In addition, a pore formed on the surface of the above polymer substrate may form, with 2 or more adjacent pores, an open pore in which the pores are associated with one another. To be specific, the pores formed on the surface of a polymer substrate have a polycrystalline structure that is induced by the removal of a polycrystal(s), and, thus, they may not be uniform in shape. In addition, when a polycrystal formed on the surface of a polymer substrate associates with 2 or more adjacent polycrystals, the pore that is induced as the result may have an open pore, which is a structure in which 2 or more adjacent pores are associated with one another.
Further, the polymer substrate of the present invention has a surface structure in which pores with an average diameter in the range of 50 nm to 500 μm and an average depth of 500 μm or less are formed, thus, both hydrophobicity and conditions that are suitable for strong adhesion can be realized simultaneously on the surface of the substrate.
For example, the above polymer substrate may exhibit a significantly improved adhesive strength with an adherend that contains a polymer that is the same as, or different from, the polymer that constitutes the polymer substrate, and, therefore, it may satisfy the conditions of the following Mathematical Formula 3 in an evaluation of the adhesive strength:
F
20P
/F
0P≧3 [Mathematical Formula 3]
In the above Mathematical Formula 3, F0P represents an average maximum value of a force that is required for a 180-degree peel-off of a polymer substrate free of surface pores, and F20P represents an average maximum value of a force that is required for a 180-degree peel-off of a polymer substrate that contains surface pores with an average diameter in the range of about 10 to 25 μm.
In this case, the above polymer substrate may satisfy the conditions of the Mathematical Formula 3 by having a ratio of the above average maximum forces of 3.0 or more, specifically, 3.2 or more, 3.5 or more, 3.8 or more, 4.0 or more, 4.2 or more; 4.4 or more; or 4.5 or more.
In one example, the maximum value of the force required for the 180-degree peel-off—namely, the peel strength—of a polymer substrate of the present invention that has surface pores with an average diameter in the range of about 10 to 25 μm was measured. It was shown in the results that the peel strength related to the above polymer substrate was about 33 N, whereas the peel strength related to a polymer substrate without surface pores was about 7 N. That is, in the polymer substrate of the present invention, the adhesive strength was enhanced—by about 4.71 times—compared to the adhesive strength measured with respect to the polymer substrate without surface pores. From this, it can be recognized that physical interlocking between the substrate and the adherend is accomplished due to the pores formed on the surface of the substrate, resulting in the formation of a stronger adhesion.
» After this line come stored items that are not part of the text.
PR #5224, opened 2022-09-03
changed the default proxmox container unprivileged flag

shaul75:
##### SUMMARY
Currently the default for the `unprivileged` attribute is set to false, which means all containers are created by default with root mapped to the host root - not very safe to say the least.

##### ISSUE TYPE
- Bugfix Pull Request

##### COMPONENT NAME
`proxmox` module

### DIFF
--- a/changelogs/fragments/5224-proxmox-unprivileged-default.yaml
+++ b/changelogs/fragments/5224-proxmox-unprivileged-default.yaml
@@ -1,0 +1,2 @@
+deprecated_features:
+  - proxmox module - Deprecated the current ``unprivileged`` default value, will be changed to ``true`` in 7.0.0. (https://github.com/ansible-collections/community.general/pull/5224)
--- a/changelogs/fragments/5224-proxmox-unprivileged-default.yaml
+++ b/changelogs/fragments/5224-proxmox-unprivileged-default.yaml
@@ -1,2 +1,2 @@
 deprecated_features:
-  - proxmox module - Deprecated the current ``unprivileged`` default value, will be changed to ``true`` in 7.0.0. (https://github.com/ansible-collections/community.general/pull/5224)
+  - proxmox module - Deprecated the current ``unprivileged`` default value, will be changed to ``true`` in 7.0.0. (https://github.com//pull/5224).
--- a/changelogs/fragments/5224-proxmox-unprivileged-default.yaml
+++ b/changelogs/fragments/5224-proxmox-unprivileged-default.yaml
@@ -1,2 +1,2 @@
 deprecated_features:
-  - proxmox - deprecated the current ``unprivileged`` default value, will be changed to ``true`` in 7.0.0 (https://github.com/pull/5224).
+  - proxmox - deprecated the current ``unprivileged`` default value, will be changed to ``true`` in community.general 7.0.0 (https://github.com/pull/5224).
--- a/changelogs/fragments/5224-proxmox-unprivileged-default.yaml
+++ b/changelogs/fragments/5224-proxmox-unprivileged-default.yaml
@@ -1,2 +1,2 @@
 deprecated_features:
-  - proxmox module - Deprecated the current ``unprivileged`` default value, will be changed to ``true`` in 7.0.0. (https://github.com//pull/5224).
+  - proxmox - deprecated the current ``unprivileged`` default value, will be changed to ``true`` in 7.0.0 (https://github.com/pull/5224).
--- a/plugins/modules/cloud/misc/proxmox.py
+++ b/plugins/modules/cloud/misc/proxmox.py
@@ -613,9 +613,7 @@ def main():
     if module.params['unprivileged'] is None:
         module.params['unprivileged'] = False
         module.deprecate(
-            'The default value `false` for the parameter "unprivileged" is deprecated and it will be replaced by `true`'
-                False, True
-            ),
+            'The default value `false` for the parameter "unprivileged" is deprecated and it will be replaced by `true`',
             version='7.0.0',
             collection_name='community.general'
         )
--- a/plugins/modules/cloud/misc/proxmox.py
+++ b/plugins/modules/cloud/misc/proxmox.py
@@ -142,7 +142,7 @@ options:
     description:
       - Indicate if the container should be unprivileged.
       - >
-        The default value for this param is C(false) but that is being deprecated
+        The default value for this parameter is C(false) but that is being deprecated
         and it will be replaced with C(true) in community.general 7.0.0.
     type: bool
   description:
--- a/plugins/modules/cloud/misc/proxmox.py
+++ b/plugins/modules/cloud/misc/proxmox.py
@@ -613,7 +613,7 @@ def main():
     if module.params['unprivileged'] is None:
         module.params['unprivileged'] = False
         module.deprecate(
-            'The default value {0} for the parameter "unprivileged" is being deprecated and it will be replaced by {1}'.format(
+            'The default value `false` for the parameter "unprivileged" is deprecated and it will be replaced by `true`'
                 False, True
             ),
             version='7.0.0',
--- a/plugins/modules/cloud/misc/proxmox.py
+++ b/plugins/modules/cloud/misc/proxmox.py
@@ -142,7 +142,7 @@ options:
     description:
       - Indicate if the container should be unprivileged.
       - >
-        The default value for this parameter is C(false) but that is being deprecated
+        The default value for this parameter is C(false) but that is deprecated
         and it will be replaced with C(true) in community.general 7.0.0.
     type: bool
   description:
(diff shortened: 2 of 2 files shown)


russoz:
Hi @shaul75 
Thank you for the contribution! As much as I agree that it is better to have safer defaults, this is a breaking change, hence it requires a deprecation notice. I have started writing an unofficial guide to deprecations, and this specific case is described at: https://github.com/russoz-ansible/ansible-contrib-unofficial/blob/main/deprecations.md#deprecating-a-parameter-default-value

Please also add a [changelog fragment](https://docs.ansible.com/ansible/devel/community/development_process.html#changelogs-how-to).

shaul75:
> Hi @shaul75 Thank you for the contribution! As much as I agree that it is better to have safer defaults, this is a breaking change, hence it requires a deprecation notice. I have started writing an unofficial guide to deprecations, and this specific case is described at: https://github.com/russoz-ansible/ansible-contrib-unofficial/blob/main/deprecations.md#deprecating-a-parameter-default-value
> 
> Please also add a [changelog fragment](https://docs.ansible.com/ansible/devel/community/development_process.html#changelogs-how-to).

Thanks @russoz , which release version should I specify in the deprecation?

What release version

russoz:
@shaul75 In this collection the rule is to deprecate two major versions past the current. So, as we are on 5.6.0, you should deprecate it for version 7.0.0 - keep in mind that other repos might have different timeframes for that.

russoz:
@shaul75 no need to push --force, all the commits will be squashed upon merging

It can be recognized from the above result that, since the polymer substrate of the present invention exhibits an enhanced adhesive strength with an adherend due to the polycrystalline-structured pores formed on the substrate surface, the polymer substrate of the present invention satisfies the conditions of the above Mathematical Formula 3 (see Experimental Example 3).
Also, in another example, the polymer substrate of the present invention may have enhanced hydrophobicity that may lead to an improved fouling resistance, due to the surface structure in which pores with a polycrystalline structure are formed. Specifically, the above polymer substrate may have an average contact angle of 120° or more; more specifically, 125° or more; 130° or more; 135° or more; 140° or more; or 145° or more against water.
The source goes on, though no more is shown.